Это удовольствие принимать восхищение от какой-то аудитории. Тщеславию обязательно нужны зрители, хотя бы воображаемые. Средства против тщеславия – не принимать похвал внутренне (внешне тоже не надо за похвалы благодарить, а лучше молчать; это, впрочем, не из Нила Сорского, а из других отцов). Нужно вспоминать собственные реальные грехи, которые могут быть неизвестны тем, кто хвалит. Для новоначальных монахов нередко создаются такие ситуации, которые бьют именно по их тщеславию, и это правильно, так как тщеславие – стремление «выглядеть» в чьих-то глазах – обычно загрязняет добродетели новоначальных. В силу специфики аудитории Нил говорит о тщеславии кратко и больше в контексте того, как надо не принимать похвал. Очевидно, скитских монахов часто хвалили. Монашеское отвращение к человеческой похвале, даже внутри монашеской среды, проявлялось у Нила в полной мере, как мы увидим из его завещания: посмертное почитание его как святого ему было бы также противно.
Гордость
Гордость не является синонимом тщеславия, так как гордость не просто не требует, но и не терпит аудитории. Гордость радуется собственному значению в собственных глазах. Поводы для гордости могут быть самыми разными: от совсем нелепых, вроде умения красиво петь в церкви или знатного происхождения (которого, пишет Нил, скорее, подобало бы стыдиться, – это он явно про себя) до достижения добродетелей. Гордость, возникающая от внешних поводов, отсекается приблизительно теми же методами, что и тщеславие: в частности, стремлением в любой ситуации встать или сесть на последнее и наименее почетное место. Тут внешнее смирение постепенно будет воздействовать на внутреннее. Но гордость по внутренним поводам (из-за собственной исправной жизни) нельзя победить никакими внешними средствами, и это важнейшая борьба для монаха. Тут нужно понимать, что само по себе появление подобных помыслов еще не есть грех, пока мы их не приняли и не стали с ними соглашаться. Если мы при первом же появлении отбиваем такие помыслы молитвой, то мы в них и не виноваты. Если же этого не делать, то труд всей жизни будет навечно погублен.
Споры о Церкви
С 1490 года Нил Сорский и Паисий Ярославов, будучи неформальными, но общепризнанными лидерами заволжских старцев (так называли старцев монастырей в районе Белозерска и Вологды), оказываются вовлечены в обсуждение общецерковных и церковно-государственных проблем, которые при их жизни так и не разрешились: соответствующие дискуссии будут продолжаться весь XVI век, а последствия этих дискуссий отразятся и на всей последующей истории Российской церкви (поэтому они остаются актуальными до сих пор). При жизни Нила, однако, определятся два принципиально разных подхода – подход «нестяжательский», то есть церковной партии (не надо бояться этого слова) Нила и его учеников и единомышленников, и подход «иосифлянский», то есть церковной партии игумена Волоколамского монастыря Иосифа (†1515). Иосиф Волоцкий был учеником Пафнутия Боровского (†1477), а тот был «духовным внуком» Сергия Радонежского. Разрыв между иосифлянами и нестяжателями стал внутренней катастрофой русской исихастской традиции в ее четвертом поколении – поколении Нила Сорского и Иосифа Волоцкого.
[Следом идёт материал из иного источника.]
PR #233, opened 2016-07-13
#91 using secondary cache for maintenance

jeenbroekstra:
This PR addresses GitHub issue: #91

- primary cache in txn registry no longer has a timeout
- secondary cache with timeout verifies if entry is still actively used server-side. If not, entry is also removed from primary cache.
- added unit tests which verify expected behavior. 

- [x] tests are included
- [x] all tests succeed

### DIFF
--- a/core/http/server-spring/src/main/java/org/eclipse/rdf4j/http/server/repository/transaction/ActiveTransactionRegistry.java
+++ b/core/http/server-spring/src/main/java/org/eclipse/rdf4j/http/server/repository/transaction/ActiveTransactionRegistry.java
@@ -231,7 +231,7 @@ public enum ActiveTransactionRegistry {
 			throw new RepositoryException(
 					"transaction with id " + transactionId + " is no longer registered!");
 		}
-		bumpSecondaryCache(transactionId, entry);
+		updateSecondaryCache(transactionId, entry);
 
 		return entry.getConnection();
 	}
@@ -246,7 +246,7 @@ public enum ActiveTransactionRegistry {
 	public void returnTransactionConnection(UUID transactionId) {
 		final CacheEntry entry = primaryCache.getIfPresent(transactionId);
 		if (entry != null) {
-			bumpSecondaryCache(transactionId, entry);
+			updateSecondaryCache(transactionId, entry);
 			final ReentrantLock txnLock = entry.getLock();
 			if (txnLock.isHeldByCurrentThread()) {
 				txnLock.unlock();
@@ -256,14 +256,14 @@ public enum ActiveTransactionRegistry {
 
 	/**
 	 * Checks if the given transaction entry is still in the secondary cache (resetting its last access time
-	 * in the process) and if not reinsert it.
+	 * in the process) and if not reinserts it.
 	 * 
 	 * @param transactionId
 	 *        the id for the transaction to check
 	 * @param entry
 	 *        the cache entry to insert if necessary.
 	 */
-	private void bumpSecondaryCache(UUID transactionId, final CacheEntry entry) {
+	private void updateSecondaryCache(UUID transactionId, final CacheEntry entry) {
 		try {
 			secondaryCache.get(transactionId, new Callable<CacheEntry>() {
 
--- a/core/http/server-spring/src/main/java/org/eclipse/rdf4j/http/server/repository/transaction/ActiveTransactionRegistry.java
+++ b/core/http/server-spring/src/main/java/org/eclipse/rdf4j/http/server/repository/transaction/ActiveTransactionRegistry.java
@@ -59,8 +59,8 @@ public enum ActiveTransactionRegistry {
 
 	/**
 	 * The secondary cache does automatic cleanup of its entries based on the configured timeout. If an
-	 * expired entry no longer is no longer handed out to an actual server-side operation, it is considered
-	 * "orphaned" and discarded from the primary cache.
+	 * expired entry is no longer locked by any thread, it is considered "orphaned" and discarded from the
+	 * primary cache.
 	 */
 	private final Cache<UUID, CacheEntry> secondaryCache;
 
@@ -69,8 +69,6 @@ public enum ActiveTransactionRegistry {
 		private final RepositoryConnection connection;
 
 		private final ReentrantLock lock = new ReentrantLock();
-
-		private boolean handedOut;
 
 		public CacheEntry(RepositoryConnection connection) {
 			this.connection = connection;
@@ -88,23 +86,6 @@ public enum ActiveTransactionRegistry {
 		 */
 		public ReentrantLock getLock() {
 			return lock;
-		}
-
-		/**
-		 * Indicates if the entry is currently handed out to a thread
-		 * 
-		 * @return true iff the entry is handed out to a thread, false otherwise.
-		 */
-		public boolean isHandedOut() {
-			return handedOut;
-		}
-
-		/**
-		 * @param handedOut
-		 *        the handedOut to set
-		 */
-		public void setHandedOut(boolean handedOut) {
-			this.handedOut = handedOut;
 		}
 
 	}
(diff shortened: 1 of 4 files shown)


core/http/server-spring/src/main/java/org/eclipse/rdf4j/http/server/repository/transaction/ActiveTransactionRegistry.java
```diff
@@ -94,30 +107,38 @@ private ActiveTransactionRegistry() {
...
-					try {
-						entry.getConnection().close();
+					final UUID transactionId = notification.getKey();
+					final CacheEntry entry = notification.getValue();
+					synchronized (primaryCache) {
+						if (!entry.getLock().isLocked()) {
+							// no operation active, we can decommission this entry
+							primaryCache.invalidate(transactionId);
+							logger.warn("deregistered expired transaction {}", transactionId);
+						}
```
jeenbroekstra: Note to self: as extra insurance we should re-insert the item in the secondary cache if it is still active.

ansell:
I am not familiar with the concept of a secondary cache or CacheBuilder, so not sure how to review this pull request myself.

jeenbroekstra:
I'll try and explain the design.

To keep transaction 'sessions' open over HTTP, we need to keep a connection open at server-side once a transaction has started on that connection. To enable this, we have a (primary) cache of connection objects, identified by their txn ID (a UUID). Whenever a new client-side request comes in, the server gets the txn id from the request, looks up the corresponding connection, and executes the new operation as part of the running transaction. If the incoming request is to end  the transaction, the connection can be discarded from the cache. The primary cache is a basic dictionary/hashmap, in effect. 

The problem is how to deal with dangling connections: if for whatever reason a client cannot finish the transaction, the server at some point should decide to abort and close the connection. This is handled by the timeout parameter. In the original design, the primary cache itself just had an expiry: it removed connections that hadn't been accessed for a while. The problem with this, however, is that sometimes the access timeout expires not because the client is unresponsive, but because the server itself is still busy with an operation (e.g. a delete operation on a large store). In such cases, the connection should not just be closed and ejected when the timeout occurs. 

The primary cache can not expire objects and then re-insert them in itself. This is because removal notification is a scheduled task and not immediate, so there is a potential period at which the connection is removed but not yet reinserted by the removal handler. This is why instead we add a secondary cache that keeps the timeout. On removal notice, it checks if the connection is still in use. If it isn't, it ejects it from the primary cache. If it is, it just reinserts it into itself (note that for the secondary cache this is no problem, because for request handling we always retrieve connections from the primary cache only).

nikolavp:
Can't we just reinsert the connection if it is currently locked and use a single cache instead?

jeenbroekstra:
@nikolavp, unfortunately not. The reason is that we need to do this by listening for a removal event, at which point we can indeed reinsert the object. However the removal event don't necessarily happen _immediately_ after removal. So there is likely to be some time between the object disappearing from the cache and the listener reinserting it. See http://stackoverflow.com/a/8919768/451941 for more details.

core/http/server-spring/src/main/java/org/eclipse/rdf4j/http/server/repository/transaction/ActiveTransactionRegistry.java
```diff
@@ -216,12 +244,39 @@ public RepositoryConnection getTransactionConnection(UUID transactionId)
...
+	/**
+	 * Checks if the given transaction entry is still in the secondary cache (resetting its last access time
+	 * in the process) and if not reinsert it.
+	 * 
+	 * @param transactionId
+	 *        the id for the transaction to check
+	 * @param entry
+	 *        the cache entry to insert if necessary.
+	 */
+	private void bumpSecondaryCache(UUID transactionId, final CacheEntry entry) {
```
ansell: Naming this "ensureInSecondaryCache" may be easier to read than bump, unless it is a technical term.

jeenbroekstra: 'bump' is _totally_ a [technical term](http://www.urbandictionary.com/define.php?term=bump) :)

Seriously though, you're right, I'll  change it to 'updateSecondaryCache' .

core/http/server-spring/src/test/java/org/eclipse/rdf4j/http/server/repository/transaction/TestActiveTransactionRegistry.java
```diff
@@ -0,0 +1,152 @@
...
+		Runnable r3 = new Runnable() {
+
+			@Override
+			public void run() {
+				try {
+					done.await();
+					registry.deregister(txnId1);
+				}
+				catch (InterruptedException e) {
+					// TODO Auto-generated catch block
```
ansell: If this exception isn't expected in practice (hopefully nothing is interrupting this thread during the test), this should be setup to fail the test, possibly through setting an AtomicBoolean variable and then checking for it at the end of the test.

core/http/server-spring/src/test/java/org/eclipse/rdf4j/http/server/repository/transaction/TestActiveTransactionRegistry.java
```diff
@@ -0,0 +1,152 @@
...
+			}
+		};
+
+		Thread t1 = new Thread(r1, "r1");
+		Thread t2 = new Thread(r2, "r2");
+		Thread t3 = new Thread(r3, "r3");
+
+		t3.start();
+		t2.start();
+		t1.start();
```
ansell: I haven't used JUnit like this before for multithreaded testing. How does it know to keep the test running long enough for it to complete? Previously I have used join or wait to let them to complete and then test the exit conditions.

core/http/server-spring/src/test/java/org/eclipse/rdf4j/http/server/repository/transaction/TestActiveTransactionRegistry.java
ansell: Ditto for all other try-catch in this test.

core/http/server-spring/src/test/java/org/eclipse/rdf4j/http/server/repository/transaction/TestActiveTransactionRegistry.java
jeenbroekstra: Good point - I'm using a countdown latch to make all threads wait for each other, but I forgot to ensure the main thread doesn't exit. Will fix.

jeenbroekstra: Done. See below: main thread now waits for thread 3 (which, in turn, waits for all other threads to complete).

nikolavp:
LGTM +1

jeenbroekstra:
Before I merge I want to actually deploy a server and do an "in the wild" test to see that this fix actually solves #91

jeenbroekstra:
There is still a problem. While the above fix solves the exception we get at the client side, the transaction now seems to hang eternally upon the commit operation. Looking into it.

jeenbroekstra:
It appears that the cause is that the clear operation is converted to a call on RepositoryConnection.remove for all statements (which is very inefficient on large native stores). Two things to do:

- [ ]  fix TransactionController to use clear explicitly
- [ ]  optimize SailREpositoryConnection to use sailConnection.clear when subject, predicate and object are all null.

nikolavp:
I think a better place for this would be in RepositoryConnectionBase.remove? This way all even the memory store or other repository types would get the optimization.

jeenbroekstra:
@nikolavp we can't do this in RepositoryConnectionBase (or AbstractRepositoryConnection as it's known now), because at that level we don't know whether we are transferring to a Sail or not. In fact, the depenency is the other way around: the default implementation of AbstractRepositoryConnection.clear() calls AbstractRepositoryConnection.remove(). 

However, SailRepository is the correct level here since this is the point at which the Rep API operation is "translated" to a SAIL operation. Since the MemoryStore (and any other store) is a SAIL implementation, this will work for any RDF4J-compatible backend.

jeenbroekstra:
I have confirmed that with the above fixes the problem in workbench's clear operation no longer occurs.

С обеих сторон действовали люди верующие и убежденные. Если среди иосифлян и было много проходимцев, то можно не сомневаться, что не ими одушевлялось их церковное движение. Если бы в таком же фаворе у властей оказались нестяжатели, то и у них бы возникли аналогичные проблемы с чистотой кадров.
Мы не сможем тут говорить об истории этих движений в целом, так как для этого понадобилось бы рассматривать весь русский XVI век, а скажем лишь о том, как эти движения друг с другом разошлись, и почему благочестивая лакировка истории бессильна замазать этот продольный разлом вдоль русской духовной жизни. Мы будем говорить лишь о том, в чем успели разойтись уже сами Нил и Иосиф, а не следующие поколения их учеников.